In der ZDF-“frontal“-Doku „Gold. Macht. Gier.“ schildert Klaus Eckhof sein Erfolgsrezept bei der Suche nach ungenutzten Goldlagerstätten. Für sein neustes Projekt muss der deutsche Unternehmer allerdings auch zahlreiche Anwohner umsiedeln ...

Seit 1971 hat sich der Goldwert mehr als verhundertfacht. Das sagt Egon von Greyerz in der dreiteiligen ZDF-“frontal“-Doku „Gold. Macht. Gier.“ und rechnet vor: „400 Unzen Gold sind heute 1,7 Millionen Euro wert.“ Das liege dem Vermögensverwalter zufolge allerdings nicht daran, dass der Wert des Goldes steige, sondern: „Der Wert des Geldes fällt.“

Seit jeher gilt Gold als sichere Anlage in unsicheren Zeiten. Krisen wie die Kriege im Nahen Osten und in der Ukraine sorgen für eine erhöhte Nachfrage. Für viele ist das Edelmetall aber auch ein Symbol für Reichtum, Prestige und Macht. In Saint-Tropez spricht das ZDF-Team mit Klaus Eckhof, der sich der weltweiten Suche nach neuen, ungenutzten Goldlagerstätten verschrieben hat.

„Aus nichts plötzlich ein Milliarden-Projekt“

„Man muss halt eine gute Nase haben“, erklärt der deutsche Unternehmer in seinem prunkvollen Anwesen seinen Erfolg. Gleichzeitig gibt er zu verstehen, dass ein gewisses Risiko immer vorhanden sei: „Manchmal kann man halt drei oder vier oder fünf Jahre nicht viel machen und dann kommen drei oder vier oder fünf Jahre, wo es easy ist, wo es einfach ist. Man kann da Geld aufnehmen und muss sich keine Sorgen machen. Aber man weiß natürlich auch: Die Musik kann jederzeit stoppen und dann ist vorbei wieder.“

„Ein bisschen Glück ist natürlich dabei, aber ich mag auch das Risiko“, so Klaus Eckhof. Bei seiner Suche nach Projekten ist er vor allem im Kongo fündig geworden. Seit über 20 Jahren ist er dort aktiv. Der Geologe habe gewusst, dass die Goldgehalte dort dreimal höher sind als woanders, sagt er. In Kibali entdeckt er schließlich eine der größten Goldminen Afrikas - und macht laut der ZDF-Doku einen 800-Millionen-Dollar-Deal.

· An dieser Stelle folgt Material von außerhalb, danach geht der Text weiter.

PR #3947, opened 2021-03-21
Fix broken `service-discovery`  link

LeviHarrison:

## Changes

I fixed a broken link to the `service-discovery` page.

## Verification

Now, when you click on that link it brings you to the correct page.


bwplotka (approved):
Thanks! (: We have long term plan to fix all the links, but this will do for now!

PR #3948, opened 2021-03-22
Make NewInstrumentationMiddleware buckets configurable

metalmatze:

## Changes

Set Thanos Receive specific histogram buckets for http_duration_seconds_bucket so that we can measure Receiver latency properly. Highest bucket being 5s.

It was always 99ms during my benchmarks... 
Which is unsurprising when most requests fall within the buckets `[0.01, 0.1]`

## Verification

I can see proper p99 latencies between 10ms and 100ms now. :)

### DIFF
--- a/pkg/receive/handler.go
+++ b/pkg/receive/handler.go
@@ -150,7 +150,9 @@ func NewHandler(logger log.Logger, o *Options) *Handler {
 
 	ins := extpromhttp.NewNopInstrumentationMiddleware()
 	if o.Registry != nil {
-		ins = extpromhttp.NewInstrumentationMiddleware(o.Registry)
+		ins = extpromhttp.NewInstrumentationMiddleware(o.Registry,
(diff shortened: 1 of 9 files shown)


squat (approved):
lgtm

pkg/receive/handler.go
```diff
@@ -150,7 +150,9 @@ func NewHandler(logger log.Logger, o *Options) *Handler {
 
 	ins := extpromhttp.NewNopInstrumentationMiddleware()
 	if o.Registry != nil {
-		ins = extpromhttp.NewInstrumentationMiddleware(o.Registry)
+		ins = extpromhttp.NewInstrumentationMiddleware(o.Registry,
+			[]float64{0.001, 0.005, 0.01, 0.02, 0.03, 0.04, 0.05, 0.06, 0.07, 0.08, 0.09, 0.1, 0.25, 0.5, 0.75, 1, 2, 3, 4, 5},
```
kakkoyun, line 154: 👍

PR #3960, opened 2021-03-24
pkg/rules: fix deduplication of equal alerts with different labels

s-urbaniak:
Currently, if an alerting rule having the same name with different
severity labels is being returned from different replicas then they
are being treated as separate alerts.

Given the following alerts a1,a2 with severities s1,s2 returned from
replicas r1,2:

a1[s1,r1]
a1[s2,r1]
a1[s1,r2]
a1[s2,r2]

Then, currently, the algorithm deduplicates to:

a1[s1]
a1[s2]
a1[s1]
a1[s2]

Instead of the intendet result:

„Da muss man halt sehen, dass man ein Projekt findet, was groß werden kann und was einen Wert schaffen kann in der Zukunft. Aus nichts plötzlich ein Milliarden-Projekt“, berichtet Klaus Eckhof über seine Arbeit. Das nächste Projekt hat er bereits im Visier - nur 30 Kilometer entfernt von Kibali. Das Problem: An der Stelle, wo das Gold abgebaut werden soll, befindet sich eine „illegale Goldgräber-Siedlung“, wie sein Partner Thomas Bartel erzählt. „Diese Leute müssen umgesiedelt werden.“

„Theoretisch dürfen wir legal mit dem Dozer alles wegfahren“

Das ZDF-Team spricht mit Betroffenen. „Was diese Firma hier vorhat, gefällt uns, den Menschen, die hier leben und Gold suchen, nicht“, sagt Goldschürfer Désiré. Aber: In dem Gebiet hat die Firma von Klaus Eckhof die offiziellen Abbaurechte vom kongolesischen Staat. Die Anwohner seien bereits von der Firma kategorisiert worden, wie Thomas Bartel berichtet. Eigentümer sollen für das, was sie gebaut haben, eine Entschädigung erhalten.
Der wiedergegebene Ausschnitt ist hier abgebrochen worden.